Background and Introduction

Supervised learning consist of a training set [math]\displaystyle{ D_{tx}=(x_i,y_i)^n_{i=1} }[/math], where [math]\displaystyle{ x_i \in \mathcal{X} }[/math] and [math]\displaystyle{ y_i \in \mathcal{Y} }[/math]. Empirical Risk Minimization (ERM) is one of the common supervised learning method used to minimize a loss function by having multiple passes over the training set.


[math]\displaystyle{ \frac{1}{|D_{tr}|}\textstyle \sum_{(x_i,y_i) \in D_{tr}} \ell (f(x_i),y_i) }[/math]


where [math]\displaystyle{ \ell :\mathcal {Y} \times \mathcal {Y} \to [0, \infty) }[/math]

Different to machine learning, datas are being observed sequentially, occurred recurrently, and stored limitedly for learning humans. Thus, the iid assumption is not applicable to ERM. One of the characteristics of ERM is "catastrophic forgetting", which is the problem of recalling past knowledge upon acquiring new ones.

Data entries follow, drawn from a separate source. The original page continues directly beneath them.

PR #635, opened 2021-07-30
Alcail/storybook from knobs to controls

alcail:
# What
Replaced Knobs by Controls add-on
I updated Storybook package from 6.1 to 6.2 but not 6.3 yet as the last one asks for typescript 4.3 (not sure if we want to go there yet)

# Why
as Knobs add-on is being deprecated in the new versions of Storybook, controls add-on will take over

# How Tested
ran storybook and tested controls in each story

with knobs:
image

with controls:
image

# Process & policy checklist

updating Storybook package version


packages/storybook/stories/ChatComposite/CustomDataModelExample.stories.tsx
```diff
@@ -17,7 +17,7 @@ import { ConfigHintBanner, addParrotBotToThread } from './snippets/Utils';
 
 const avatars = ['Default', 'Cat', 'Fox', 'Koala'];
 
-const getAvatarSymbol = (AvatarName: string) => {
+const getAvatarSymbol = (AvatarName: string): any => {
```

To overcome this problem, Gradient Episodic Memory (GEM) is introduced to alleviates forgetting on previous acquired knowledge, while solving new problems more efficiently.

Framework for Continual Learning

The feature vector [math]\displaystyle{ x_i \in \mathcal{X}_t }[/math], task descriptor [math]\displaystyle{ t_i \in \mathcal{T} }[/math], and target vector [math]\displaystyle{ y_i \in \mathcal{Y}_t }[/math] are the three main components of a continuum of data. Note that the continuum is locally iid where for every [math]\displaystyle{ (x_i, t_i, y_i) }[/math]

[math]\displaystyle{ (x_i,y_i) \overset{iid}{\sim} P_{t_i}(X,Y) }[/math]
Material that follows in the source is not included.